Thanks, Elio: we are up to almost 70 Talmudic Questions! I probably need to print out the questions and post them.

On my office desk is a book, "The Intellectual Devotional." Supposed it helps you think about an interesting issue each day, to keep your mind cranking along.

You could *easily* create something similar for Microbial Supremacists.

"A Talmudic Question a day helps keep paradigm paralysis at bay!"


Mark, great minds.... Yes, we're thinking of that.
Many thanks,

Elio

mschaech@sunstroke.sdsu.edu

From Elio:

Mark, yes, one of our first TQs asked if there are places on Earth where there is free water but no microbes. See http://schaechter.asmblog.org/schaechter/2007/03/talmudic_questi.html
We got some lively answers, worth considering.

Brett, thanks for the reference and the interesting point regarding the vesicles.

Brett Baker

To answer your question about the viruses Nathan. Yes, the viral population has been sequenced. There's a lot of ongoing work on this in Jill Banfield's lab.

Virus Population Dynamics and Acquired Virus Resistance in Natural Microbial Communities Anders F. Andersson, et al. Science 320, 1047 (2008)

FYI; In the first ARMAN paper (Science 2006) in the supporting materials we characterized ARMAN we also published EM images of vesicles in the community. These are significantly smaller (~50 nm) and do contain DNA, but NOT ribosomes. They are are too small for ribosomes. I guess these are what others have called nanobes, silly.

Thanks for the interest in ARMAN, there is surely a lot let to be discovered with them!

Mark O. Martin

Nathan, that is a great point. Some Pseudomonas generate membrane vesicles that have DNA in them!
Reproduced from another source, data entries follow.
Issue #743, opened 2014-02-26
test CatchOutput fails on MacOSX with Python 3.3


petrrr:
On Mac OS X 10.8 using the Macports Python 3.3.4 interpreter this test fails. 

Interestingly, this test seems to introduces some special characters into the report, this causes the reporter to fail on submission as well. (The later is documented here: https://github.com/obspy/reporter/issues/8)

```
======================================================================
FAIL: test_CatchOutput (obspy.core.tests.test_util_misc.UtilMiscTestCase)
----------------------------------------------------------------------
Traceback (most recent call last):
  File "/opt/local/Library/Frameworks/Python.framework/Versions/3.3/lib/python3.3/site-packages/obspy/core/tests/test_util_misc.py", line 78, in test_CatchOutput
    self.assertEqual(out.stdout, "abc\nghi\njkl\n")
AssertionError: 'abc\n\x1b[?1034hdef\nghi\njkl\n' != 'abc\nghi\njkl\n'
  abc
- def
  ghi
  jkl
```

PR #932, opened 2015-01-20
Fix CatchOutput context manager

QuLogic:
`CatchOutput` corrupts some file I/O. This didn't seem to be a problem before, but matplotlib 1.4.2 changed the way they did I/O to fonts, and it seems to have triggered this bug. I have added a test case that should work similarly to what matplotlib does.

As far as I can tell, this change works just fine. Because of the `finally` clause, I _think_ there shouldn't be any new leaks. Please test though.

### DIFF
--- a/obspy/core/tests/test_util_misc.py
+++ b/obspy/core/tests/test_util_misc.py
@@ -11,6 +11,7 @@ from obspy.core.util.decorator import skipIf
 import os
 import platform
 import sys
+import tempfile
 import unittest
 
 
@@ -84,6 +85,18 @@ class UtilMiscTestCase(unittest.TestCase):
             else:
                 self.assertEqual(out.stdout, b"abc\nghi\njkl\n")
                 self.assertEqual(out.stderr, b"123\n456\n")
+
+    def test_CatchOutput_IO(self):
+        with CatchOutput() as out:
+            fn = tempfile.TemporaryFile(prefix='obspy')
+
+        try:
+            fn.write(b'abc')
+            fn.seek(0)
+            fn.read(3)
+            fn.close()
+        except OSError as e:
+            self.fail('CatchOutput has broken file I/O!\n' + str(e))
 
     def test_no_obspy_imports(self):
         """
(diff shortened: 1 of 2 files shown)


QuLogic:
Here's what I did for a test:
```
>>> import os
>>> os.getpid()
12345
>>> while True:
...:     with CatchOutput():
...:         pass
...:     
```

And in another shell, run `watch 'lsof -p <pid> | wc -l'`. Every two seconds or so it prints out the count of open files, which is ~100 on my system. So it seems like there are no leaks.

QuLogic:
Or something that should test most of `CatchOutput`'s code paths:
```python
while True:
    try:
        with CatchOutput():
            if random.randint(0, 1):
                print('x')
            if random.randint(0, 1):
                print('x', file=sys.stderr)
            if random.randint(0, 1):
                raise NotImplementedError('exception')
    except NotImplementedError:
        pass
```

krischer:
Can you try to print something in C, like the other `CatchOutput` manager test?

QuLogic:
OK, really comprehensive, eh?
```python
while True:
    try:
        with CatchOutput():
            if random.randint(0, 1):
                print('x')
            if random.randint(0, 1):
                print('x', file=sys.stderr)
            if random.randint(0, 1):
                os.system('echo "abc"')
            if random.randint(0, 1):
                libc.printf(b"def\n")
            if random.randint(0, 1):
                os.system('echo "123" 1>&2')
            if random.randint(0, 1):
                print("jkl", file=sys.stdout)
            if random.randint(0, 1):
                raise NotImplementedError('exception')
    except NotImplementedError:
        pass
```

Open files are about 98-104, but not leaking. Also, no printing occurs.

krischer:
Great!

krischer:
Does not work on OSX and Python 3:

```python
FAIL: test_CatchOutput (obspy.core.tests.test_util_misc.UtilMiscTestCase)
  File "/Users/lion/workspace/code/obspy/obspy/core/tests/test_util_misc.py", line 85, in test_CatchOutput
    self.assertEqual(out.stdout, b"abc\nghi\njkl\n")
AssertionError: b'abc\n\x1b[?1034hdef\nghi\njkl\n' != b'abc\nghi\njkl\n'

```

QuLogic:
*Sigh*, according to #743, OSX was always broken?

PR #934, opened 2015-01-22
Fix CatchOutput context manager, take 2

QuLogic:
I simplified `CatchOutput` by using `tempfile.TemporaryFile` instead of manual file management based on http://bugs.python.org/msg184312. Also should have sort-of fixed the bug with `def` disappearing on Python 3. The real fix is to use `PYTHONUNBUFFERED`, but that's external and cannot be tweaked in a script.

This works on Linux, obviously. But I guess we should see what's up with OSX and Windows, this time.


QuLogic:
No leaks, btw, using the same test as the last time.

mbyt:
Let's give it a try.

PR #935, opened 2015-01-22
Fix dtypes to SciPy's FFT when resampling.

### LINKED ISSUE #923: Endianness Issue with SciPy's FFT
SciPy's FFT cannot deal with big endian floats. We'll just have to enforce certain flags when passing to it.

Code snippet to reproduce:

```python
import obspy
import numpy as np

tr = obspy.read()[0]
tr.data = np.require(tr.data, dtype=">f4")
tr.resample(10)
```

Came up on the mailing list: http://lists.swapbytes.de/archives/obspy-users/2014-December/001602.html

QuLogic:
SciPy only likes native byte orders. ~~There are some other uses of `fftpack` though; I haven't had a chance to look into those.~~

Fixes #923, at least.

### DIFF
--- a/obspy/core/tests/test_trace.py
+++ b/obspy/core/tests/test_trace.py
@@ -1500,6 +1500,14 @@ class TraceTestCase(unittest.TestCase):
         self.assertEqual(tr_3.stats.sampling_rate, 10.0)
         self.assertEqual(tr_3.stats.starttime, tr.stats.starttime)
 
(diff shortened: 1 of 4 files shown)


QuLogic:
The other `fftpack` calls should also be okay now. I also slipped in an optimization of the `sonogram` function.

mbyt:
Looks good to me! And again thanks @QuLogic .

Issue #918, opened 2014-11-21
Possible memory leak in SeedLinkConnection.collect()


mbankdmt:
I'm seeing memory usage growth when using SeedLinkConnection.collect() in a loop.

Linux or Windows
obspy 0.9.2
numpy 1.8.2
python 2.7.6

Can anyone confirm?

QuLogic:
There was a [recent mailing list post](http://lists.swapbytes.de/archives/obspy-users/2015-January/001619.html) that claims this leak is caused by `range`. That being said, the development version will use the generator version of `range`, and this will likely fix the issue (assuming that is the cause).

mbyt:
@mbankdmt could you comment on the status of this ticket?

Based on the above comment, the memory could be due to range (why ever???). However, this is replaced in current master --- therefore, does this problem still persist in master?

mbankdmt:
I just cloned the latest master and did a run of the above code snippet against it. On my system the memory leak is still showing up.

mbyt:
Just tried your script, and I think I can reproduce the issue. I got the following output:
```
...
gc: collectable <list 0x7f1ce7ebb9e0>
gc: collectable <list 0x7f1ce7ebb878>
gc: collectable <list 0x7f1ce7eb7b00>
Unreachable objects: 25
Additional memory usage after 10 packets: 0 bytes, 0 bytes/packet
Additional memory usage after 20 packets: 0 bytes, 0 bytes/packet
...
Additional memory usage after 150 packets: 4096 bytes, 27 bytes/packet
Additional memory usage after 160 packets: 24576 bytes, 153 bytes/packet
Additional memory usage after 170 packets: 49152 bytes, 289 bytes/packet
Additional memory usage after 180 packets: 65536 bytes, 364 bytes/packet
Additional memory usage after 190 packets: 90112 bytes, 474 bytes/packet
...
```

mbyt:
With #940, the output is now:
```
...
gc: collectable <list 0x7f9752d4ebd8>
gc: collectable <list 0x7f9752aff1b8>
gc: collectable <list 0x7f9752affb90>
Unreachable objects: 33
Additional memory usage after 10 packets: 12288 bytes, 1228 bytes/packet
Additional memory usage after 20 packets: 12288 bytes, 614 bytes/packet
...
Additional memory usage after 190 packets: 16384 bytes, 86 bytes/packet
Additional memory usage after 200 packets: 16384 bytes, 81 bytes/packet
...
```

[...]

PR #940, opened 2015-01-25
Fix seedlink leak

QuLogic:
I think this fixes the leak in #918. At least, the example given no longer shows additional memory usage after ~29000 packets.

### DIFF
--- a/CHANGELOG.txt
+++ b/CHANGELOG.txt
@@ -66,6 +66,7 @@
      correctly (see #807)
    * New submodule `easyseedlink` providing an easier way to create
      SeedLink clients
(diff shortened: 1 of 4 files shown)


mbyt:
Great work @QuLogic. How did you manage to locate it? Valgrind?

QuLogic:
No, I originally looked for buffer-ish things like strings, but they didn't seem to have a problem. As I was looking, I noticed the allocation in C land, and looking up `msr_init` pointed in the direction of additional un-freed blockette data.

megies:
Awesome work. That one's been lurking around for ages. Big thanks! :)

PR #965, opened 2015-02-26
Underscore issue in USGS catalog event types

yannikbehr:


krischer:
The USGS event file contained two `creationInfo` elements in the `eventParameters`. This is not allowed according to the QuakeML standard so I removed it. Is this an actual file from the USGS?

yannikbehr:
No, I stitched together (badly, obviously) two USGS events that caused problems. Thanks for fixing that.

PR #969, opened 2015-03-06
SEISAN Waveform import bug

EPAnt:
It seems there is a bug when importing SEISAN waveform files. This can be checked when importing the test files in obspy/seisan/tests . Basicaly, the last sample of the data array usually has an unusually high value, resulting in a strange jerk/pulse in the waveform file. Because of this I usually just do
```
for el in st: el.data=el.data = el.data[:-1]
```
to delete the last sample...

I provided two waveform files, one in SEISAN, and another in MSEED which was converted from the SEISAN waveform using SEISAN/wavetool . However, I have tested the test waveforms already provided in the repository obspy/seisan/tests/data and the results is the same, altough the amplitude of the waveforms does obsfuscate this bug sometimes...


EPAnt:
Added these two waveform files per T. Megies request, to aid in solving the "last sample pulse in SEISAN waveform files" bug.

mbyt:
I continued this work in #971 (forked from here), as I do not have push permission to this branch.

PR #971, opened 2015-03-06
Seisan waveforms misaligned / wrong by one offset

### LINKED ISSUE #970: SEISAN Waveform import bug
It seems there is a bug when importing SEISAN waveform files. This can be checked when importing the test files in ```obspy/seisan/tests``` . Basicaly, the last sample of the data array usually has an unusually high value, resulting in a strange jerk/pulse in the waveform file. Because of this I usually just do
``` python
for el in st: el.data=el.data = el.data[:-1]
```
to delete the last sample...

I provided two waveform files, one in SEISAN, and another in MSEED which was converted from the SEISAN waveform using SEISAN/wavetool . However, I have tested the test waveforms already provided in the repository ```obspy/seisan/tests/data``` and the results is the same, altough the amplitude of the waveforms does obsfuscate this bug sometimes...

mbyt:
Resolves #970. supersedes #969.

Original #969 description:

----
It seems there is a bug when importing SEISAN waveform files. This can be checked when importing the test files in obspy/seisan/tests . Basicaly, the last sample of the data array usually has an unusually high value, resulting in a strange jerk/pulse in the waveform file. Because of this I usually just do
```python
for el in st:
    el.data = el.data[:-1]
```
to delete the last sample...

I provided two waveform files, one in SEISAN, and another in MSEED which was converted from the SEISAN waveform using SEISAN/wavetool . However, I have tested the test waveforms already provided in the repository obspy/seisan/tests/data and the results is the same, altough the amplitude of the waveforms does obsfuscate this bug sometimes...


obspy/core/tests/test_waveform_plugins.py
```diff
@@ -174,7 +178,10 @@ def test_isFormat(self):
                     filelist.extend([os.path.join(directory, _i) for _i in
                                      files])
                 for file in filelist:
+                    if any([n in file for n in KNOWN_FALSE]):
+                        continue
                     if isFormat(file) is True:  # pragma: no cover
+                        print(file)
```
QuLogic: Do we need to print it? Doesn't it go into `false_positives` and print from there?

megies:
Looks good to merge for me.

And not just Pseudomonas, apparently. And not just DNA.

http://www.ncbi.nlm.nih.gov/pubmed/18459967

Add to it the gene transfer agent issue:

http://www.ncbi.nlm.nih.gov/pubmed/17184993

http://www.ncbi.nlm.nih.gov/pubmed/17513139

So sometimes, viruses may not contain viral DNA!
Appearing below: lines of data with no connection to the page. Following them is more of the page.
PR #972, opened 2015-03-09
TauPy docs

QuLogic:
A lot of tedious work, so I probably made some typos. It's not totally complete, but hopefully is all the interesting stuff?


obspy/taup/helper_classes.py
```diff
@@ -68,3 +68,57 @@ def __init__(self, topDepth=None, botDepth=None, ray_param=-1):
...
 )
+
+
+class Arrival(object):
+    """
+    Convenience class for storing parameters associated with a phase arrival.
+
+    :ivar phase: :class:`~obspy.taup.seismic_phase.SeismicPhase` that
+        generated this arrival
+    :ivar distance: Actual distance in degrees
```
krischer: Just for my own understanding: `ivar` instead of `param` is used here to document that it is also an instance attribute?

obspy/taup/helper_classes.py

And finally, the problems with Nanoarchaeum equitans---the "universal primers" weren't universal enough!

So when any researcher observes small structures that look like viruses, even that contain nucleic acids, care must be taken...and I still wonder if, in these harsh and strange and wonderful environments, we might find remnants of *really* unusual horizontal gene transfer, just as Carl Woese suspected in the early days of evolution.

Nathan Myers

Has anybody sequenced these viruses? Do we know whether they are really viruses at all?

Mark O. Martin

Elio, I presented this paper to my class last semester---it was almost *too* weird for them! I do think that, by examining the unusual, we can better understand the commonplace.

First off, any place there is a redox difference (and liquid water), we seem to have microbial life. In fact, that may be a Talmudic Question for you---"Is there any environment on Earth with liquid water that possesses no microbial life?" (you may have already asked that...).

The ARMANs are getting pretty tiny, but the final image you show reminds me that even in these tiny beasties, there is enough room for ribosomes! I'll bet it is pretty viscous in their, with the amount of DNA in the available volume.

I love this idea of how small a microbe can be---I watched the rise and fall of the "nannobacteria" concept, and am waiting to hear more about "nanobes":

http://www.astrobio.net/exclusive/983/nanobes-a-new-form-of-life

The DNA staining might be apatite rather than DNA? I sure don't know.

As for the odd genomes, I look at ARMANs, and the weird tube-structures, and the archaeal cell-cell connections, and I wonder: are these relics of Carl Woese's "pre-Darwinian period," where organisms shared genes to an extent far beyond the current HGT promiscuity we observe (http://mmbr.asm.org/cgi/content/full/68/2/173)?

The weird and the wonderful have much to teach us. Thanks for that post!